§ PROMPT
Pull every line with "files" from the entries below.

§ DATASET
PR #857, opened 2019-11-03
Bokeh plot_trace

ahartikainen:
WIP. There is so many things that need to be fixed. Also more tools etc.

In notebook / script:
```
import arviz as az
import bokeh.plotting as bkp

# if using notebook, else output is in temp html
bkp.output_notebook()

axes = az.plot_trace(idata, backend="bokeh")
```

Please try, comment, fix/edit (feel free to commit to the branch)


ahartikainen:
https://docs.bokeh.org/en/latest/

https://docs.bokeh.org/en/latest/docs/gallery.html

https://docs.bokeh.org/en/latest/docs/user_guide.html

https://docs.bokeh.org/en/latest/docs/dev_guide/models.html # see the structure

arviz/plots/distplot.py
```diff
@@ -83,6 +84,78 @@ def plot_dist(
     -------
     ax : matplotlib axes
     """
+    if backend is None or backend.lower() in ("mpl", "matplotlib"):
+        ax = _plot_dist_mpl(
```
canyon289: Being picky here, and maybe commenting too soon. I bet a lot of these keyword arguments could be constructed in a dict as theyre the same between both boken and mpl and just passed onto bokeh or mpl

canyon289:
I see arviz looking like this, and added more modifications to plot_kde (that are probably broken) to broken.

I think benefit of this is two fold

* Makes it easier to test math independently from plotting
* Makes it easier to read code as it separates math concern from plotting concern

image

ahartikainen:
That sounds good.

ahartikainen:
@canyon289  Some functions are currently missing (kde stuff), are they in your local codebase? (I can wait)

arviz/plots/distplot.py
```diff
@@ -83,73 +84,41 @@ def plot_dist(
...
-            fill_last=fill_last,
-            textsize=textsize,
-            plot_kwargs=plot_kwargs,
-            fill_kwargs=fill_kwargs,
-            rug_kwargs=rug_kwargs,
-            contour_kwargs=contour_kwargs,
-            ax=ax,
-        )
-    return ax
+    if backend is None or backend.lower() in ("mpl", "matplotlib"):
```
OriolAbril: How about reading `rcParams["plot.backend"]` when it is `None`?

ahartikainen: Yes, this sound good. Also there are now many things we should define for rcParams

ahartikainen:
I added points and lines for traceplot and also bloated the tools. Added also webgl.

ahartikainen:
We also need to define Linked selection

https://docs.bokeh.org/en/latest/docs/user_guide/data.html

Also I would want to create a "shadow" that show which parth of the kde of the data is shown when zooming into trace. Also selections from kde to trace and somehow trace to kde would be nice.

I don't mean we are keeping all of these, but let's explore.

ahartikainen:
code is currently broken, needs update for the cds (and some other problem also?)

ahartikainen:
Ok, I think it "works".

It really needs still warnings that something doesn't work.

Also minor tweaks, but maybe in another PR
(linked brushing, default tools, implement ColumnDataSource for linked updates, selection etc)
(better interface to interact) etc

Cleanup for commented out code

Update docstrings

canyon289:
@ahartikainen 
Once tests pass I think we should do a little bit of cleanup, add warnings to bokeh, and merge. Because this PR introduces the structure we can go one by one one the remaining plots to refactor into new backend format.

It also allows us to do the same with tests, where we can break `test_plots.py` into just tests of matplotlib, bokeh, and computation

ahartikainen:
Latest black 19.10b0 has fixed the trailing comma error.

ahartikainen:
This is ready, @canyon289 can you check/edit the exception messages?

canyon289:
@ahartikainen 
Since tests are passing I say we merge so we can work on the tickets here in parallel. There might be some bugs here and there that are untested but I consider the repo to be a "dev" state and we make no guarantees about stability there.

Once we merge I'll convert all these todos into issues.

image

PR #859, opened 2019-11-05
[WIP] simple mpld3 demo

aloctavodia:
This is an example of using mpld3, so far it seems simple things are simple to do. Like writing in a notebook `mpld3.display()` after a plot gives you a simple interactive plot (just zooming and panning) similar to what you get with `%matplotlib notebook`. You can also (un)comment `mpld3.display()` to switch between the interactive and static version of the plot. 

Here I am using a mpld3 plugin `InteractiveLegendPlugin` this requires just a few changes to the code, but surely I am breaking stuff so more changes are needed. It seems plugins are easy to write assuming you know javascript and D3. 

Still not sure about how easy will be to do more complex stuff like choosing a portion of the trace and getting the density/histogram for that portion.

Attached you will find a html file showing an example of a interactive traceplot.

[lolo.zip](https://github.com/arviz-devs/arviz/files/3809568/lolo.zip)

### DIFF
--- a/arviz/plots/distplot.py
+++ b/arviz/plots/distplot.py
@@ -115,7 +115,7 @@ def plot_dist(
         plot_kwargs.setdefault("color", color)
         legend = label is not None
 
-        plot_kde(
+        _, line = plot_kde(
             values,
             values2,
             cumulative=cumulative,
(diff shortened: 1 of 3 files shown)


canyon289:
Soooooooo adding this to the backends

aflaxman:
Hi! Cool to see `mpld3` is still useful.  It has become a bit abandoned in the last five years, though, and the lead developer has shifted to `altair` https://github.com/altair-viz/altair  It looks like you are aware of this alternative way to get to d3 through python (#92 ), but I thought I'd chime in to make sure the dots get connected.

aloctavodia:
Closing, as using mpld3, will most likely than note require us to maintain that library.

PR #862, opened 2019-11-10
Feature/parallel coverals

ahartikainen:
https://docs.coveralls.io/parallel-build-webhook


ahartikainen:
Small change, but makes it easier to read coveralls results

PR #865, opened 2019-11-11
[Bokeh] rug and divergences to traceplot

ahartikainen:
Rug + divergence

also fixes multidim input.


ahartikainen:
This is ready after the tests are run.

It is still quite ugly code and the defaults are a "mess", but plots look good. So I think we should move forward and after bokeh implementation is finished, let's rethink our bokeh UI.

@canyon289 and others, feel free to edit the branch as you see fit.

§ EXERCISE ANSWER
[lolo.zip](https://github.com/arviz-devs/arviz/files/3809568/lolo.zip)
(diff shortened: 1 of 3 files shown)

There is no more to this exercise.